YOUR OBJECTIVE:
The expected output is each entry, given again exactly.

DATA EXTRACTS:
PR #251, opened 2017-09-11
Use `lodash.mergewith` instead of `deep-assign`

### LINKED ISSUE #241: Switch from `deep-assign` to `lodash.merge`
Since `deep-assign` is deprecated. Note that it might not be just a clean switch.

kevva:
Fixes #241.

### DIFF
--- a/lib/options-manager.js
+++ b/lib/options-manager.js
@@ -2,7 +2,7 @@
 const os = require('os');
 const path = require('path');
 const arrify = require('arrify');
-const deepAssign = require('deep-assign');
+const mergeWith = require('lodash.mergewith');
 const multimatch = require('multimatch');
 const pathExists = require('path-exists');
 const pkgConf = require('pkg-conf');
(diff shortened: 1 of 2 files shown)


lib/options-manager.js
```diff
@@ -199,8 +207,8 @@ const findApplicableOverrides = (path, overrides) => {
 
 const mergeApplicableOverrides = (baseOptions, applicableOverrides) => {
 	applicableOverrides = applicableOverrides.map(normalizeOpts);
-	const overrides = [emptyOptions(), baseOptions].concat(applicableOverrides);
-	return deepAssign.apply(null, overrides);
+	const overrides = [emptyOptions(), baseOptions].concat(applicableOverrides, mergeFn);
+	return mergeWith.apply(null, overrides);
```
kevva: Any reason why we aren't returning `mergeWith(emptyOptions(), baseOptions, applicableOverrides, mergeFn`?

kevva: Oh, because `applicableOverrides` is an `Array`.

PR #254, opened 2017-09-19
Adds be-polite rule from no-shit plugin

jakubsadura:
Let's make sure we're all polite


kevva:
While it's nice addition and a good idea, I don't think it should be included in `xo` by default since it might decrease performance further which is a problem right now. And let's be honest, you shouldn't need a linter to tell you not to use that kind of language in code.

SOLUTION TO THIS TASK:
PR #251, opened 2017-09-11
Use `lodash.mergewith` instead of `deep-assign`

### LINKED ISSUE #241: Switch from `deep-assign` to `lodash.merge`
Since `deep-assign` is deprecated. Note that it might not be just a clean switch.

kevva:
Fixes #241.

### DIFF
--- a/lib/options-manager.js
+++ b/lib/options-manager.js
@@ -2,7 +2,7 @@
 const os = require('os');
 const path = require('path');
 const arrify = require('arrify');
-const deepAssign = require('deep-assign');
+const mergeWith = require('lodash.mergewith');
 const multimatch = require('multimatch');
 const pathExists = require('path-exists');
 const pkgConf = require('pkg-conf');
(diff shortened: 1 of 2 files shown)


lib/options-manager.js
```diff
@@ -199,8 +207,8 @@ const findApplicableOverrides = (path, overrides) => {
 
 const mergeApplicableOverrides = (baseOptions, applicableOverrides) => {
 	applicableOverrides = applicableOverrides.map(normalizeOpts);
-	const overrides = [emptyOptions(), baseOptions].concat(applicableOverrides);
-	return deepAssign.apply(null, overrides);
+	const overrides = [emptyOptions(), baseOptions].concat(applicableOverrides, mergeFn);
+	return mergeWith.apply(null, overrides);
```
kevva: Any reason why we aren't returning `mergeWith(emptyOptions(), baseOptions, applicableOverrides, mergeFn`?

kevva: Oh, because `applicableOverrides` is an `Array`.

PR #254, opened 2017-09-19
Adds be-polite rule from no-shit plugin

jakubsadura:
Let's make sure we're all polite


kevva:
While it's nice addition and a good idea, I don't think it should be included in `xo` by default since it might decrease performance further which is a problem right now. And let's be honest, you shouldn't need a linter to tell you not to use that kind of language in code.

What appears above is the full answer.